▶ **WHAT YOU ARE ASKED TO DO**:
Only lines holding the word "blob" are wanted from the records; copy all of them.

▶ **DATA EXCERPTS**:
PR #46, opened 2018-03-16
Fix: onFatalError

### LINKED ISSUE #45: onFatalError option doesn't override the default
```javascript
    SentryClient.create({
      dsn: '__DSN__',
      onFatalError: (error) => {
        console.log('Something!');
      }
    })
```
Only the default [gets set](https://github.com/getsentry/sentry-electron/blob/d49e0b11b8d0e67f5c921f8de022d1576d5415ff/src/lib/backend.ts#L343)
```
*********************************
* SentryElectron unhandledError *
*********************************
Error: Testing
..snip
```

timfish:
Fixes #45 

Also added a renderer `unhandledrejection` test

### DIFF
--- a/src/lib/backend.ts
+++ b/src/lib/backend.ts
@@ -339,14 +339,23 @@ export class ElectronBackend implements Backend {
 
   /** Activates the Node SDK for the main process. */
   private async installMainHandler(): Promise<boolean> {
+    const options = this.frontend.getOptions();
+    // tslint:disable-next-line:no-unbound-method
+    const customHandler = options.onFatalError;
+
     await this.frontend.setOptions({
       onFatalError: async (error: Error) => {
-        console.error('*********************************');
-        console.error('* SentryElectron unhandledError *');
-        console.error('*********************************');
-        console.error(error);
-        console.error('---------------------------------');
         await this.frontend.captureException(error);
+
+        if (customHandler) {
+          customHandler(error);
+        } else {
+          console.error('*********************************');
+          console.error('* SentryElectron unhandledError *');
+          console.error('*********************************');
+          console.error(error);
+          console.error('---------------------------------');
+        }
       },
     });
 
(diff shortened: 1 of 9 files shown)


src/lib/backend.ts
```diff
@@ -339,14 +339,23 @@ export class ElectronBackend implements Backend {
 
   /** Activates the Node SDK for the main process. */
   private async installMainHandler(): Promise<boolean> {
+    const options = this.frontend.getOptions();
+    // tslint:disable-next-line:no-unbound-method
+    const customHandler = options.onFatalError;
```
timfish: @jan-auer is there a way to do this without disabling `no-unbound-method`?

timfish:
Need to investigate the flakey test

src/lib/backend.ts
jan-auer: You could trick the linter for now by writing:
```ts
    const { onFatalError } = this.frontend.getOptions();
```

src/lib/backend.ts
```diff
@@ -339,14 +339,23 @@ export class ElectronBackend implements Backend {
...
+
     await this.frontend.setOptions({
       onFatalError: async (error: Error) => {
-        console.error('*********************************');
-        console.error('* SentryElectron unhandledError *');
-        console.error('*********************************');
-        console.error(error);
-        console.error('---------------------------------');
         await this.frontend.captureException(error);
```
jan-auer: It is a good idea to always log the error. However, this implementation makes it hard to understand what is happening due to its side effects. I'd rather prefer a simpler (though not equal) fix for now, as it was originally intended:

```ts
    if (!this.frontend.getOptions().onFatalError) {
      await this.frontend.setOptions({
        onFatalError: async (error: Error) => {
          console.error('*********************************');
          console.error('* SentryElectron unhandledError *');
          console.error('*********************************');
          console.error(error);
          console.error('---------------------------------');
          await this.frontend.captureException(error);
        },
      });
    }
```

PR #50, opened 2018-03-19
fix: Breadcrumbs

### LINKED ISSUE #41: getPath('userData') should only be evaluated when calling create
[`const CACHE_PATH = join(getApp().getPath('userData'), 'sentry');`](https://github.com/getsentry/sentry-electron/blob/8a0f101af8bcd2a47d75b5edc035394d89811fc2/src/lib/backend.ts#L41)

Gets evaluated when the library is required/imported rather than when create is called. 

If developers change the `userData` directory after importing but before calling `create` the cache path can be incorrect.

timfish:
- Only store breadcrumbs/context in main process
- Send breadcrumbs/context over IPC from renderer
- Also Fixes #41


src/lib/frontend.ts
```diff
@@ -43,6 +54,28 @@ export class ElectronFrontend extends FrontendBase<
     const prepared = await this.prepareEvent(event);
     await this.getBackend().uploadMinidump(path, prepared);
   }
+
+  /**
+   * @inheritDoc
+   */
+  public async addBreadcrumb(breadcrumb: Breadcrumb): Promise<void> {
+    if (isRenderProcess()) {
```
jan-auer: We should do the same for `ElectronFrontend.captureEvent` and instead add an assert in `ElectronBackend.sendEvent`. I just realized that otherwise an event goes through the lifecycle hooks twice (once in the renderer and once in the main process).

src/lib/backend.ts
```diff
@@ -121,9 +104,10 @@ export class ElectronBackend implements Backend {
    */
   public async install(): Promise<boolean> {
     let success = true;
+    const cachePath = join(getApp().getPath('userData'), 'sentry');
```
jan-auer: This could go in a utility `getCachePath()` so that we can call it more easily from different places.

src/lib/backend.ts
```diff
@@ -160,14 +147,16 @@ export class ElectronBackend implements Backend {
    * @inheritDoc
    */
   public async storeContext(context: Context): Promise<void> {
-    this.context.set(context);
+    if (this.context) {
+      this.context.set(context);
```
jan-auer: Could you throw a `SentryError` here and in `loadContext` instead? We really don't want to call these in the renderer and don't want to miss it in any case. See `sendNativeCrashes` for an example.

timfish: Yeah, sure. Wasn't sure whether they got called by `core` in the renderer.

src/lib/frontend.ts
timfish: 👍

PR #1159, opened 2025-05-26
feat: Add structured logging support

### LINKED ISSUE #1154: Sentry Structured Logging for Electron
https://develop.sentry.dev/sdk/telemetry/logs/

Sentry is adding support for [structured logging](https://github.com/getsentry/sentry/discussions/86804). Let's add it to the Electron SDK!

▶ **WORKED SOLUTION**:
Only the default [gets set](https://github.com/getsentry/sentry-electron/blob/d49e0b11b8d0e67f5c921f8de022d1576d5415ff/src/lib/backend.ts#L343)
[`const CACHE_PATH = join(getApp().getPath('userData'), 'sentry');`](https://github.com/getsentry/sentry-electron/blob/8a0f101af8bcd2a47d75b5edc035394d89811fc2/src/lib/backend.ts#L41)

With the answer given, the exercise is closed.